# Custom crossovers



## mcgilvrey007 (Feb 22, 2010)

I'm soon going to be building a 2.5 speaker for my house using plans i found on the Internet. But what values are important for the crossover, for caps what's important voltage and capacitance? For coils dc resistance and inductance? For resistors watts and ohms?

And clarification would be great


----------



## thehatedguy (May 4, 2007)

I would use the crossovers that came with the plans...chances are who ever designed them has the crossover pretty much tweaked for the enclosure they are in and the response they wanted.

What speakers are you looking at building?


----------



## mcgilvrey007 (Feb 22, 2010)

PEERLESS-NOMEX-164

It seems like a nice starting point for building awesome home speakers, and all of the details for building it are documented on the page


----------



## thehatedguy (May 4, 2007)

I wouldn't change a thing from Troel's design. Get the best parts you can afford.


----------



## mcgilvrey007 (Feb 22, 2010)

lol, I dont want to, but i cant seem to find the coils with the same DC resistance as the once that he listed


----------



## thehatedguy (May 4, 2007)

Have you checked Parts Express? They sell Jantzen, which is what he uses...probably 15ga coils.

Troels likes metal oxide resistors, the ones he uses are 10 watt. If you were getting everything at PE, the Mills would be as good or better than what he uses.

If you are on a budget, build the crossovers with the Dayton brand caps and resistors. Those caps can really add up fast, especially the boutique Jantzen parts he uses.

Some people say expensive parts matter, some don't. I would say use the cheaper stuff to see if you like how the kit sounds...and if you do, upgrade the tweeter first, the top midbass next, and the .5 midbass last.


----------



## thehatedguy (May 4, 2007)

That big 2.2mH coil is probably custom wound for that kit/him.

Meniscus Audio stocks 14ga coils for a good price.

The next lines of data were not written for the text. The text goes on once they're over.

Issue #1368, opened 2017-12-21
Build of unit tests fails with GCC 7.2


stefanosoffia:
When building Google Test regression with GCC 7.2.0, I get the following error:
`error: suggest explicit braces to avoid ambiguous ‘else’ [-Werror=dangling-else]`
on multiple files.

stefanosoffia:
See PR #1369.

PR #1369, opened 2017-12-21
Fix test build issue with gcc 7.2

stefanosoffia:
See Issue #1368

Despite of the compiler error message `suggest explicit braces to avoid ambiguous ‘else’`, the use of braces here could create _false positives_ in the tests. Therefore, consistently with what I see in the files, the solution is to add an `else ;` where needed.

### DIFF
--- a/googletest/test/gtest-death-test_test.cc
+++ b/googletest/test/gtest-death-test_test.cc
@@ -281,6 +281,8 @@ TEST_F(TestForDeathTest, SingleStatement) {
   if (AlwaysFalse())
     // This would fail if executed; this is a compilation test only
     ASSERT_DEATH(return, "");
+  else
+    ;  // NOLINT
 
   if (AlwaysTrue())
     EXPECT_DEATH(_exit(1), "");
@@ -291,6 +293,8 @@ TEST_F(TestForDeathTest, SingleStatement) {
 
   if (AlwaysFalse())
     ASSERT_DEATH(return, "") << "did not die";
+  else
+    ;  // NOLINT
 
   if (AlwaysFalse())
     ;
@@ -1376,6 +1380,8 @@ TEST(ConditionalDeathMacrosSyntaxDeathTest, SingleStatement) {
   if (AlwaysFalse())
     // This would fail if executed; this is a compilation test only
     ASSERT_DEATH_IF_SUPPORTED(return, "");
+  else
+    ;  // NOLINT
 
   if (AlwaysTrue())
     EXPECT_DEATH_IF_SUPPORTED(_exit(1), "");
@@ -1386,6 +1392,8 @@ TEST(ConditionalDeathMacrosSyntaxDeathTest, SingleStatement) {
 
   if (AlwaysFalse())
     ASSERT_DEATH_IF_SUPPORTED(return, "") << "did not die";
+  else
+    ;  // NOLINT
 
   if (AlwaysFalse())
     ;  // NOLINT
--- a/googletest/test/gtest-port_test.cc
+++ b/googletest/test/gtest-port_test.cc
@@ -233,6 +233,8 @@ TEST(GtestCheckSyntaxTest, BehavesLikeASingleStatement) {
   if (AlwaysFalse())
     GTEST_CHECK_(false) << "This should never be executed; "
                            "It's a compilation test only.";
+  else
+    ;  // NOLINT
 
   if (AlwaysTrue())
     GTEST_CHECK_(true);
--- a/googletest/test/gtest_unittest.cc
+++ b/googletest/test/gtest_unittest.cc
@@ -4066,6 +4066,8 @@ TEST(AssertionSyntaxTest, BasicAssertionsBehavesLikeSingleStatement) {
   if (AlwaysFalse())
     ASSERT_TRUE(false) << "This should never be executed; "
                           "It's a compilation test only.";
+  else
+    ;  // NOLINT
 
   if (AlwaysTrue())
     EXPECT_FALSE(false);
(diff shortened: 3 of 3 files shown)


gennadiycivil:
@stefanosoffia  thank you fro your contribution. Please provide reference links to support your statement "consistently with what I see in the files, the solution is to add an else ; where needed."

gennadiycivil:
Please also provide test output that illustrates the problem this PR is fixing and the before/after output

stefanosoffia:
@gennadiycivil, these are the build errors obtained when building `gtest-port_test.cc` with gcc7.2.
```
Scanning dependencies of target gtest_dll_test_                                                                                                                                                                    
[ 49%] Building CXX object googlemock/gtest/CMakeFiles/gtest_dll_test_.dir/test/gtest_all_test.cc.o                                                                                                                
In file included from /home/gip/googletest/googletest/test/gtest_all_test.cc:40:0:                                                                                                          
/home/gip/googletest/googletest/test/gtest-port_test.cc: In member function ‘virtual void testing::internal::GtestCheckSyntaxTest_BehavesLikeASingleStatement_Test::TestBody()’:            
/home/gip/googletest/googletest/test/gtest-port_test.cc:233:6: error: suggest explicit braces to avoid ambiguous ‘else’ [-Werror=dangling-else]                                             
   if (AlwaysFalse())                                                                                                                                                                                              
      ^                                                                                                                                                                                                            
In file included from /home/gip/googletest/googletest/test/gtest_all_test.cc:46:0:                                                                                                          
/home/gip/googletest/googletest/test/gtest_unittest.cc: In member function ‘virtual void {anonymous}::AssertionSyntaxTest_BasicAssertionsBehavesLikeSingleStatement_Test::TestBody()’:      
/home/gip/googletest/googletest/test/gtest_unittest.cc:4066:6: error: suggest explicit braces to avoid ambiguous ‘else’ [-Werror=dangling-else]                                             
   if (AlwaysFalse())                                                                                                                                                                                              
      ^                                                                                                                                                                                                            
/home/gip/googletest/googletest/test/gtest_unittest.cc:4075:6: error: suggest explicit braces to avoid ambiguous ‘else’ [-Werror=dangling-else]                                             
   if (AlwaysFalse())                                                                                                                                                                                              
      ^                                                                                                                                                                                                            
/home/gip/googletest/googletest/test/gtest_unittest.cc: In member function ‘virtual void {anonymous}::AssertionSyntaxTest_ExceptionAssertionsBehavesLikeSingleStatement_Test::TestBody()’:  
/home/gip/googletest/googletest/test/gtest_unittest.cc:4100:6: error: suggest explicit braces to avoid ambiguous ‘else’ [-Werror=dangling-else]                                             
   if (AlwaysFalse())                                                                                                                                                                                              
      ^                                                                                                                                                                                                            
/home/gip/googletest/googletest/test/gtest_unittest.cc:4108:6: error: suggest explicit braces to avoid ambiguous ‘else’ [-Werror=dangling-else]                                             
   if (AlwaysFalse())                                                                                                                                                                                              
      ^                                                                                                                                                                                                            
/home/gip/googletest/googletest/test/gtest_unittest.cc:4116:6: error: suggest explicit braces to avoid ambiguous ‘else’ [-Werror=dangling-else]                                             
   if (AlwaysFalse())                                                                                                                                                                                              
      ^                                                                                                                                                                                                            
```
Please notice the `all warnings being treated as errors`.
The same error is issued also for the other test files included in the commit.

About the fix, consider e.g. this [statement](https://github.com/google/googletest/blob/master/googletest/test/gtest-port_test.cc#L239) from the master branch. It shows an `if-then-else` with an empty `else`. No curly braces are used here to avoid the ambiguity, instead the empty `else` is used. The same pattern occurs over and over in this and other test files. AFAIK, the rationale to avoid braces is that in these cases they might hide potential issues with the macros definitions.

After the fix, all tests are successfully compiled and pass.
```
100% tests passed, 0 tests failed out of 59 
Total Test time (real) =  16.11 sec    
```

I also tried to understand what exactly happened with GCC. It seems that `-Wparentheses` was implied by `-Wall` as far as as [version 4.9](https://gcc.gnu.org/onlinedocs/gcc-4.9.0/gcc/Warning-Options.html), i.e. the one currently used with Travis. Though, for [GCC7](http://gcc.gnu.org/gcc-7/changes.html), _the new -Wdangling-else command-line option has been split out of -Wparentheses and warns about dangling else_.

gennadiycivil:
@stefanosoffia seems that there is a misunderstanding with regards to the code. The [statement](https://github.com/google/googletest/blob/master/googletest/test/gtest-port_test.cc#L239) you are referring to from the master branch ... take a look a[ few lines above](https://github.com/google/googletest/blob/b3a2048beb0f8d6cbb2d5c95e7f639780eff5805/googletest/test/gtest-port_test.cc#L232) - we are specifically testing that all permutations will work  - this is by design. 

[-Werror=dangling-else]  is not something we can support.

stefanosoffia:
@gennadiycivil, thanks for the clarification about the test code. Since this compile error shows up with the default `googletest` flags(*) on GCC7, I propose update them so as to keep this specific warning but not the error (see the updated commit.)

(*) Specifically,  `${cxx_base_flags}` includes `-Wall`, which implies `-Wparentheses`, which in turn implies `-Wdangling-else`.

mbrucher:
Isn't his warning because of the missing braces?
So it would be:
```
if (AlwaysTrue())
{
    GTEST_CHECK_(true);
}
  else
{
    ;  // NOLINT
}

```
It's not about the missing else;, it's about the fact that adding an instruction after the if would lead to a dangling else (if you have an else) or a bug (see the infamous Apple bug about braces).

PR #1371, opened 2017-12-21
static_cast to BiggestInt

kongy:
Fix compilation error in Clang ToT:
  error: implicit conversion from 'const _Complex long double' to 'const internal::BiggestInt' (aka 'const long long') is not permitted in C++


kongy:
After looking into the code more carefully, this is actually a compiler bug. Abandoning this change.

PR #1375, opened 2018-01-02
Clean up now unneccessary std::tr1::tuple undefined behavior.

davidben:
This is just some cleanup. It doesn't add or fix functionality. I also could have done my archaeology wrong, so this warrants some careful testing.

---

Originally, gtest relied on std::tr1::tuple for some features. Later on,
GTEST_USE_OWN_TR1_TUPLE was introduced which provided an alternate
std::tr1::tuple if one was not provided. (This was injected into
std::tr1 which I believe is undefined behavior, but this CL doesn't
attempt to resolve it.)

Later, 2147489625ea8071ca560462f19b1ceb8940a229 introduced some logic to
use std::tuple on platforms which had std::tuple and not
std::tr1::tuple. Since the rest of gtest expected the tuple to live at
std::tr1::tuple, it just injected std::tuple into std::tr1::tuple, which
is I believe also undefined behavior.

Later work (ccf8e33bc59a26745753d494b2535a5f0a97acc5 and
5df87d70b64dd8080ab9e3f1b0250e74715e2a60) removed the need for this
hack. Instead, gtest now no longer depends on tuples existing at
std::tr1::tuple. It includes pretty-printers for std::tuple or
std::tr1::tuple, whichever exists, and exports the one it needs
internally in testing::tuple.

Thus, the hack to inject std::tuple into std::tr1::tuple is no longer
necessary. Remove it. This does have a slight subtlety in that, if
std::tr1::tuple does not exists, but std::tuple does, we should not set
GTEST_USE_OWN_TR1_TUPLE as later code will otherwise include the header
when it shouldn't.

### DIFF
--- a/googletest/include/gtest/internal/gtest-port.h
+++ b/googletest/include/gtest/internal/gtest-port.h
@@ -671,14 +671,9 @@ typedef struct _RTL_CRITICAL_SECTION GTEST_CRITICAL_SECTION;
 #  define GTEST_ENV_HAS_TR1_TUPLE_ 1
 # endif
 
-// C++11 specifies that <tuple> provides std::tuple. Use that if gtest is used
-// in C++11 mode and libstdc++ isn't very old (binaries targeting OS X 10.6
-// can build with clang but need to use gcc4.2's libstdc++).
-# if GTEST_LANG_CXX11 && (!defined(__GLIBCXX__) || __GLIBCXX__ > 20110325)
-#  define GTEST_ENV_HAS_STD_TUPLE_ 1
-# endif
-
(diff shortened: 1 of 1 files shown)


slonopotamus:
Also see #1461

spiridenok:
Are there plans to merge this MR? I also run into compiler issues when compiling gtest with MS VS 2017. Is there any other solution for this problem?

gennadiycivil:
Apologies for not getting to this sooner. As a preparation for 1.8.x release I am cleaning up older PR that are in CI failed status and/or have merge conflicts.
Please submit a new PR if you think this is still important/relevant.

PR #1378, opened 2018-01-03
upstreaming cl 124976692

gennadiycivil:
gtest/src/gtest-internal-inl.h -- the preprocessor was being used as an
ad-hoc header file visibility mechanism. the mechanism feels outdated and quixotic.


sbenzaquen:
Accepted. Merge when tests are green.

PR #1379, opened 2018-01-04
Support JSON output format in addition to XML

petrhosek:
This change allows emitting output in JSON format in addition to the already supported XML format. The implementation as well as the file structure is very similar to the XML one.


gennadiycivil:
Closing as discussed, will do the internal change first and upstream it when ready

Their 2.2mH is pretty close. I think the 2.2 and .68mH coils are 14ga, the .1mH is 20ga, and the .22 is 18ga.

Meniscus will also custom wind coils for you. They also sell Eagle MOX resistors, Solen and Erse capacitors...which are pretty decent caps.

And the guys at Meniscus are helluva nice guys.


----------



## mcgilvrey007 (Feb 22, 2010)

Thanks, I've managed to gather a price list for just the caps and its 181.20 for the ones he specified. does the voltage of the caps matter?

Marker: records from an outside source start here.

PR #1389, opened 2018-01-08
Rename BUILD.bazel to BUILD.

darrengarvey:
Allow using gtest directly from other bazel projects without having to copy
the BUILD.bazel file.

With this change the repo can be used with `http_archive()` and `git_repository()` bazel rules.


darrengarvey:
Travis build seems to have failed due to network errors.

gennadiycivil:
Bazel build has to be build.bazel not to conflict with internal implementations

darrengarvey:
Do you mean internal to google? I don't see anything in this repo that doesn't like this file being called BUILD. Could you clarify a bit please?

The main reason, as mentioned above is that AFAICT there is no way to use googletest as a bazel project without having to copy-paste the BUILD.bazel file into any project that wants to use it. I might be missing something but that seems like a big hindrance.

gennadiycivil:
@darrengarvey Please take a look at [this example](https://github.com/abseil/abseil-cpp/blob/master/WORKSPACE) how to include googletest as dep in a Bazel build

darrengarvey:
Thanks @gennadiycivil. I was just missing the `strip_prefix` and thought it couldn't work. Glad it does. :)

PR #1410, opened 2018-01-18
Check whether _MSC_VER is defined when detecting presence of cxxabi.h…

pcc:
… under libc++.

If _MSC_VER is defined, it means that we are using the Microsoft
ABI, so cxxabi.h (which is associated with the Itanium ABI) will not
be available.


googletest/include/gtest/internal/gtest-port.h
```diff
@@ -980,7 +980,7 @@ using ::std::tuple_size;
 #endif
 
 // _LIBCPP_VERSION is defined by the libc++ library from the LLVM project.
-#if defined(__GLIBCXX__) || defined(_LIBCPP_VERSION)
+#if defined(__GLIBCXX__) || (defined(_LIBCPP_VERSION) && !defined(_MSC_VER))
```
gennadiycivil: Will this work for any MSVC? what about older versions?

pcc: This macro has been around for a long time (since at least Visual Studio 6 ref https://software.intel.com/en-us/forums/intel-c-compiler/topic/309948) so I think we can rely on it.

PR #1423, opened 2018-01-25
Use _CPPUNWIND instead of _HAS_EXCEPTIONS with MSVC.

pcc:
_HAS_EXCEPTIONS is specific to the MSVC STL and defining it to 0 causes
problems with libc++, so libc++ users may leave it undefined. This can
cause GTEST_HAS_EXCEPTIONS to be defined incorrectly if the user has
disabled exceptions via the compiler, which can lead to build errors.

_CPPUNWIND is a builtin macro provided by the compiler so it should
work with both STLs.


gennadiycivil:
@pcc Thank you very much for the contribution. For Googlers, could you please submit a CL first as per contributing guidelines. Once that CL lands we can merge this PR

gennadiycivil:
187072725

pcc:
Submitted 187194353

PR #1426, opened 2018-01-25
Fix test build issue with GCC7.2 (with -Wno-error=)

stefanosoffia:
Restarting from the closed PR #1369 (Issue #1368).

@gennadiycivil, thanks for the clarification about the test code. The compile error described in PR #1369  shows up with the default GoogleTest flags(*) on GCC7. In this PR I propose to fix it by updating the compile flags so as to keep this specific warning but not the error.

(*) Specifically,  GoogleTest `${cxx_base_flags}` includes `-Wall` and `-Werror`. `-Wall` implies `-Wparentheses`, which in turn implies `-Wdangling-else`, which causes the compile error when `-Werror` is also used.

Notice that `-Wdangling-else` is introduced with GCC7. We must do a version check before disabling it, otherwise we would get a compile error with older GCC versions.


googletest/cmake/internal_utils.cmake
```diff
@@ -95,6 +95,9 @@ macro(config_compiler_and_linker)
     set(cxx_no_rtti_flags "-GR-")
   elseif (CMAKE_COMPILER_IS_GNUCXX)
     set(cxx_base_flags "-Wall -Wshadow -Werror")
+    if(NOT CMAKE_CXX_COMPILER_VERSION VERSION_LESS 7.0.0)
```
gennadiycivil: What will this do for clang?

Issue #922, opened 2020-04-19
Properly vectorize propagators


astrojuanlu:
At the moment, the "vectorization" step for most propagators happens outside of numba, harming performance. For example:

https://github.com/poliastro/poliastro/blob/e57d8c4330e45aa4d2f7d2bd1131d806dc95a373/src/poliastro/twobody/propagation.py#L146-L151

This is related to #921 and perhaps should be tackled afterwards.

cc @Josvth

astrojuanlu:
Prospective contributors: consider looking at #921 first, then we can work on this.

astrojuanlu:
@andrea-carballo expressed interest in working on this! The steps should be:

1. Move `test_propagate_with_coe` to a newly created `tests/tests_core/test_propagation.py`
2. Move the functions in `core/propagation/__init__.py` to `core/propagation/vallado.py`, `core/propagation/mikkola.py`... as done with `core/propagation/farnocchia.py` and adapt tests and imports accordingly
3. Write `farnocchia_coe_tofs`, `mikkola_coe_tofs`, `markley_coe_tofs`, `pimienta_coe_tofs`, `gooding_coe_tofs`, `danby_coe_tofs` doing this:

```
@jit
def propagator_tofs(k, ..., tofs, ...):
    nus = np.zeros_like(tofs)
    for tof in tofs:  # pseudocode
        # call corresponding propagator with single tof (time of flight) and store nu
    return nus
```

This doesn't fully fix the issue, but it's a first step.

astrojuanlu:
Postponing this to the next release.

astrojuanlu:
Blocking this on #921.

astrojuanlu:
I think #921 will need a significant refactor, so I'm postponing this issue. At least will try to tackle #921 for the next release.

astrojuanlu:
Now propagators have a `propagate_many` method that still is iterating on the Python side rather than on the numba side:

https://github.com/poliastro/poliastro/blob/3abced1b27ee7a9ac9ae51b2bdf4723b1c3239e4/src/poliastro/twobody/propagation/farnocchia.py#L59-L65

PR #1037, opened 2020-10-19
Vectorize propagators

andrea-carballo:
Working in https://github.com/poliastro/poliastro/issues/922.
Starting with mikkola


src/poliastro/core/propagation/mikkola.py
```diff
@@ -0,0 +1,136 @@
...
+
+    # Solving for the classical elements
+    p, ecc, inc, raan, argp, nu = rv2coe(k, r0, v0)
+    nu = mikkola_coe(k, p, ecc, inc, raan, argp, nu, tof)
+
+    return coe2rv(k, p, ecc, inc, raan, argp, nu)
+
+
+@jit
+def mikkola_tofs_coe(k, p, ecc, inc, raan, argp, nu, tofs):
```
astrojuanlu, line 126: This looks good!

src/poliastro/core/propagation/mikkola.py
```diff
@@ -0,0 +1,136 @@
...
+    nus = np.zeros_like(tofs)
+    for i, tof in tofs.ndenumerate():
+        nus[i] = mikkola_coe(k, p, ecc, inc, raan, argp, nu, tof)
+    return nus
+
+
+@jit
+def mikkola_tofs(k, r0, v0, tofs, rtol=None):
+    p, ecc, inc, raan, argp, nu = rv2coe(k, r0, v0)
+    return mikkola_tofs_coe(k, p, ecc, inc, raan, argp, nu, tofs)
```
astrojuanlu, line 136: If we add a function like this, it should return an array of (r, v) vectors. Let's not do it for now, we would have to deal with two dimensions.

astrojuanlu (commented):
This is on the right path!

astrojuanlu:
Ended up doing part of this in #1430. Thanks @andrea-carballo for laying the early work here!

PR #1039, opened 2020-11-03
Update __init__.py

giuseppedipasquale:
Use of attribute instead of property decorator

### DIFF
--- a/src/poliastro/spacecraft/__init__.py
+++ b/src/poliastro/spacecraft/__init__.py
@@ -64,5 +64,5 @@ class Spacecraft:
 
         """
 
-        B = self._C_D * (self.A / self.m)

BTW everyone is out of the z-superior 6.2 uF caps so is there an alternative brand i can use?


----------



## Moon Track (Mar 10, 2011)

I was lurking here often , decided to post. I’m not English man, so forgive to me grammatical and lexical errors.
Cap’s voltage is the higher the better. The minimal cap voltage can to be approximately 80-100 volts AC. For reliability, you can use 250 volt AC capacitors absolutely freely. These are first order crossovers and there is no necessity to use something super stable. Actually, this big capacitor is Zobel circuit, to compensate speaker’s inductivity, and you can use here a polyester capacitor instead of polypropylene. Practically any brand poly cap will work here. Coil DC resistance is not so critical, just use cooper, air core coil with the same wire diameter and inductivity. 
I should say, this HDS N-6-33/08 is not so amazing as described in article.
The 48hz free resonance speaker for relatively big box is not so superb,.
If you want a good home speaker I’d recommend to look at visaton.de, there are kits with complete documentation (just press the “Construction” button).


----------



## thehatedguy (May 4, 2007)

The Sonicaps at Mensicus are really nice. The Obbligato Film caps are really nice as well.

Just depends on your budget on how wild or mild you want to go...and at what point you want to push the diminishing returns on expensive caps.


----------



## mcgilvrey007 (Feb 22, 2010)

Gotta love the rule of diminishing returns, the speaker I REALLY wanna build is the ZAHARA listed on that page, not only does it look cool, I already have the 13m drivers. But it's 6-8 weeks for the 9800 tweeter due to it's a special order item. Thanks for the info so far guys, any opinions on the zahara?


----------



## thehatedguy (May 4, 2007)

I have never heard any of Troel's designs, but people who have built them really enjoy them.

Speaking of diminishing returns, look at the price of the Delund passive components...the top of the line cast capacitor is clocking in at over 4 grand.


----------



## mcgilvrey007 (Feb 22, 2010)

Holy Christ, 4k for a cap? That's as much as I make in a month


----------



## Moon Track (Mar 10, 2011)

Ultra high grade components , they have a point if you tune your system yourself, with precise equipment and in right environment. To replicate someone’s project ,there will be enough to use just normal, good quality components. 
Zahra speaker is absolutely different deal, balanced choice of drivers with nice characteristics, higher order crossovers, box shaped to kill the standing waves. All speaks that this speaker will be sounding very and very decently. Note that there are used two coils with ferromagnetic cores. Actually, there is important magnetic strength of the ferrite core, but it will be hard to compare. Just look for similar coils with the same inductance ,wire diameter and dimensions. You can use here “generic” polypropylene capacitors 250 V AC and tolerance 3-5% (look that in their datasheet are being mentioned audio applications). 22mkF for lower bass speaker can to be a polyester cap.


----------



## mcgilvrey007 (Feb 22, 2010)

Thank you very much moon track, I'm going to go ahead and begin gathering components to build the zahara driver


----------



## Moon Track (Mar 10, 2011)

I had some time to think about this project. I missed two another midwoofer coils, and in reality you have four ferromagnetic coils. And after some thought the 250v AC is looking as an overkill. Actually, at 100-120 Watt power ,the crossover will see no more then 40-50volts AC (72 V DC in peaks) from amplifier. There will be the EMI response from speakers and coils, dampened by amplifier and shifted in phase. Theoretically, with a 180 degrees shift you will have a maximal voltage 100V AC (145V DC in peaks). You need in a bigger voltage rating just for peace of mind and for sick amplifiers with low dampening factor or self-oscillation. So, you are free in your choice of the cap from 110V AC.


----------